What you need to do: From the records, pick out and copy each line containing "true".

Exercise data:
■ ■ ■

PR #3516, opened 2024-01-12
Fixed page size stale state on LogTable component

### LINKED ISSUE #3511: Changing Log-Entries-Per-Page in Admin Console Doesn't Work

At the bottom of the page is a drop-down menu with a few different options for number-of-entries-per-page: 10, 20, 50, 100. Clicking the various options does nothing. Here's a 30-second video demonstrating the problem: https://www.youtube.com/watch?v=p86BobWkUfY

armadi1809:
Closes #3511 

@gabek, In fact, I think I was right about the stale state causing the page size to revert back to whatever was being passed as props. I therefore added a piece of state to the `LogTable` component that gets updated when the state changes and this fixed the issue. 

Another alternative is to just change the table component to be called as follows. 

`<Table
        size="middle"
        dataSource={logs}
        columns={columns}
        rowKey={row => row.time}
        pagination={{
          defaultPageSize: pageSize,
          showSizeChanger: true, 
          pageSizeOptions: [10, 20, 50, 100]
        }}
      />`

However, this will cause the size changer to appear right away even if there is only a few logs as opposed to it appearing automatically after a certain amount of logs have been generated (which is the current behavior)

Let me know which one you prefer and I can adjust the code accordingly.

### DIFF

■ ■ ■

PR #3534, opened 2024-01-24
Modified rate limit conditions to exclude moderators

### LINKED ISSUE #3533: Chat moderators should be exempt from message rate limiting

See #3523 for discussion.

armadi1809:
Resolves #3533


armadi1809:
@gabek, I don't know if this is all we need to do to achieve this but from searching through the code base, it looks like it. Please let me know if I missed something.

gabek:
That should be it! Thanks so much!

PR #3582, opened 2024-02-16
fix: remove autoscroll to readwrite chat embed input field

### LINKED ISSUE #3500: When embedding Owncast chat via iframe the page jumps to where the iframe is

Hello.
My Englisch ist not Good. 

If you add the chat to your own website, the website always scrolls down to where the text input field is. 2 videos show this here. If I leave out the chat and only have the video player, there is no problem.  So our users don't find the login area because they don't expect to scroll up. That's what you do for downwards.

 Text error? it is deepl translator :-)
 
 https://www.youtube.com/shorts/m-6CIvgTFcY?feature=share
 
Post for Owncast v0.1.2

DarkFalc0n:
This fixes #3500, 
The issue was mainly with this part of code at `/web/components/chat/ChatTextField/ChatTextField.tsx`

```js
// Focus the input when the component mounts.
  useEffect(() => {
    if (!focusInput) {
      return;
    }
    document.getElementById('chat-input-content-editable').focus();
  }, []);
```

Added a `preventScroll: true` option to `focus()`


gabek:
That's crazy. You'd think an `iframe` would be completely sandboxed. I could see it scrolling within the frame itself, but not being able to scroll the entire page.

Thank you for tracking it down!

■ ■ ■

Result of the task:
          showSizeChanger: true, 
Added a `preventScroll: true` option to `focus()`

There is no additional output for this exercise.